- Exercise goal
This task calls for copying each line below that contains "Refactor".

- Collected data
---------------
PR #1113, opened 2025-05-02
[Refactor] Consolidate `try/catch` for sprites in one place

### LINKED ISSUE #1071: [Refactor] Replace `Sprite.play()` with a `try/catch` version of it
Almost all our `play` calls are wrapped into a `try/catch`.
We want to replace the original `Phaser.GameObjects.Sprite.prototype.play` method with a custom one that simply wraps the original in a `try/catch`

DayKev:
Third time's the charm.

Potentially less crashes due to animation issues, though most were already surrounded with `try/catch` so likely no change.

Reduce duplicated code.
Resolves #1071 

All `try/catch` surrounding `sprite.play()` are removed and instead `Phaser.GameObjects.Sprite.prototype.play` is overridden to have a `try/catch` inside it.

## Checklist

### DIFF
--- a/src/phaser-extensions.ts
+++ b/src/phaser-extensions.ts
@@ -1,16 +1,16 @@
 import Phaser from "phaser";
 
-// #region Original Functions
-
-const originalPlay = Phaser.GameObjects.Sprite.prototype.play;
-const originalStop = Phaser.GameObjects.Sprite.prototype.stop;
-
-// #endregion
 // #region Types
 
 type GuideObject = Phaser.GameObjects.Components.Origin
   & Phaser.GameObjects.Components.Size
   & Phaser.GameObjects.Components.Transform;
+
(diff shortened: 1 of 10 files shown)


src/phaser-extensions.ts
flx-sta, line 1: Please keep the `Types` region right below the imports of the file.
---------------
- Answer space
[Refactor] Consolidate `try/catch` for sprites in one place
### LINKED ISSUE #1071: [Refactor] Replace `Sprite.play()` with a `try/catch` version of it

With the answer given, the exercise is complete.